Magical Realism in America
We made our childhood tree a kitchen
and a real estate office, a karate dojo
and a radio station. We rubbed wild chives
into pine needles and baked them until they
ran copper under the Pennsylvanian sun.
At night in the moonshine, my grandfather steers
his balcony from India to America and crosses two oceans
to descend to the land of this tree. He is tall,
and his gait, slow and methodical, looks as if
he's playing chess with air. He packs plastic cards
in his pocket and a note from my grandmother
to instruct me on my smart mouth. I offer him
our onion pines, our scallion trees. He puts down
a three of hearts and kisses Judith atop her head.
I tell him all the bad things I will do
when I am older and he sits, bony knees pointing,
one east, one west. Remember the robin eggs,
he asks and I am ashamed. I had taken them inside
and tried to hatch them with a hair dryer.

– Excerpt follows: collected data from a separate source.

PR #2532, opened 2021-02-19
Add tooling to verify signatures with support for ERC1271

### LINKED ISSUE #2535: Tools for ERC1271 signature verification
**🧐 Motivation**
Smart wallet are becoming more and more common. Recovery of signature is supported by contracts through the ECDSA library, but this only works for EOA. Smart Wallet rely on ERC1271 to perform signature verification, but this is not currently support by openzeppelin/contracts 

**📝 Details**
Add a `SignatureChecker` library, that given an expected signer (address), a hash (bytes32) and a signature (bytes), will transparently support traditional EOA signature, or resolve to ERC1271 if the expected signer is a smart contract.

Amxx:
SignatureChecker is a library for seamless verification of signatures with support for both EOA (ECDSA) and smart contract wallets (ERC1271).

While still being a draft, this ERC is supported by smart contract wallets such as Argent.

I believe this feature could greatly improve the compatibility of dapps that relies on message signatures with such wallets. In particular since Argent is now able to sign messages (including ERC721 typedData) through WalletConnect.

Continuation of #2459
FIxes #2535 

#### PR Checklist

- [x] Tests
- [ ] Documentation
- [x] Changelog entry


contracts/utils/cryptography/SignatureChecker.sol
```diff
@@ -0,0 +1,21 @@
+// SPDX-License-Identifier: MIT
+
+pragma solidity >=0.6.0 <0.9.0;
+
+import "./ECDSA.sol";
+import "../Address.sol";
+import "../../interfaces/IERC1271.sol";
+
+library SignatureChecker {
+    function isValidSignature(address signer, bytes32 hash, bytes memory signature) internal view returns (bool) {
```
frangio, line 10: As we discussed offline, ERC1271 signatures that are valid at some point can become invalid in the future, and this is an important difference when compared to cryptographic signatures, which have the non-repudiation property.

I proposed renaming this function to something that highlights this fact. Options:

- `isCurrentlyValidSignature`
- `isValidSignatureNow`

Amxx: I agreed with that comment until I realized that the IERC1271 function is `isValidSignature`. Basically, this is where I got the name from (even though they are actually 2 different functions signature.

I think it would have made sense to rename the IERC1271 function back in the days before it got adopted/implemented by smart wallets. But since this is the underlying ERC name, I think we should match it somehow (`checkIsValidSignature` ?)

frangio: I don't see why the library name should necessarily be the same as the ERC function name, since it's a utility library and not an implementation of the ERc.

contracts/utils/cryptography/SignatureChecker.sol
```diff
@@ -0,0 +1,21 @@
+// SPDX-License-Identifier: MIT
+
+pragma solidity >=0.6.0 <0.9.0;
+
+import "./ECDSA.sol";
+import "../Address.sol";
+import "../../interfaces/IERC1271.sol";
+
+library SignatureChecker {
```
frangio, line 9: Missing docs! Remember adding in README.adoc as well.

frangio, line 9: Missing docs! We should make particular emphasis on why the function is called "...Now".

contracts/utils/cryptography/SignatureChecker.sol
```diff
@@ -0,0 +1,21 @@
...
+    function isValidSignatureNow(address signer, bytes32 hash, bytes memory signature) internal view returns (bool) {
+        if (Address.isContract(signer)) {
+            try IERC1271(signer).isValidSignature(hash, signature) returns (bytes4 magicValue) {
+                return magicValue == IERC1271(signer).isValidSignature.selector;
+            } catch {
+                return false;
+            }
+        } else {
+            return ECDSA.recover(hash, signature) == signer;
```
frangio, line 18: From our recommendation in `ECDSA`:

https://github.com/OpenZeppelin/openzeppelin-contracts/blob/5ecd2b850c2acb52b94d8374ac8d22cb543e71c8/contracts/utils/cryptography/ECDSA.sol#L20-L24

We should be providing some other link in the docs, but there is more info in [this article](https://jimmysong.medium.com/faketoshis-nonsense-signature-8700a44536b5).

So, is this function really safe? Isn't it vulnerable to crafting `signature` and `hash` values that will recover to the `signer` but which do not correspond to a real ECDSA signature?

contracts/interfaces/IERC1271.sol
```diff
@@ -0,0 +1,12 @@
+// SPDX-License-Identifier: MIT
+
+pragma solidity >=0.6.0 <0.9.0;
+
+interface IERC1271 {
```
frangio, line 5: Missing docs. Should contain a link to the EIP page.

contracts/utils/cryptography/SignatureChecker.sol
Amxx: > So, is this function really safe? Isn't it vulnerable to crafting signature and hash values that will recover to the signer but which do not correspond to a real ECDSA signature?

Our own ECDSA.recover doesn't enforce that. You can technically use it to recover a hash that was not properly formated. The same goes for a smart wallet 1271 implementation (the code in `isValidSignature`). In both cases, we cannot do anything about it (the hash might be 191, or 712, or anything not yet standardized. The best we can do is adding the warning you mentioned in the interface for 1271.

frangio: Ok, for some reason I thought this API was more vulnerable to misuse, but now that I'm looking at it again it I can see that it's the same.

Blue, spotted oval planets. I held that dryer like a gun.
And when the yolk slipped through the crack,
I was devastated. Listen, I hate poems
about birds and grandparents and childhood friends.
I hate poems about birds and grandparents
and childhood friends almost as much
as I hate poems that break the fourth wall
like a cheeky high school play. It's just too easy.
But my grandfather's grave is in Goa and now Judith
has two kids so they must be summoned
somehow when I am terrible.
The three of us buried those sibling shells
under our childhood tree, the canopy just long enough
to cover my shame. No. The poem can't end here.
I'm sure he parted the branches and let in daylight.
Even sour light, he might say, is light.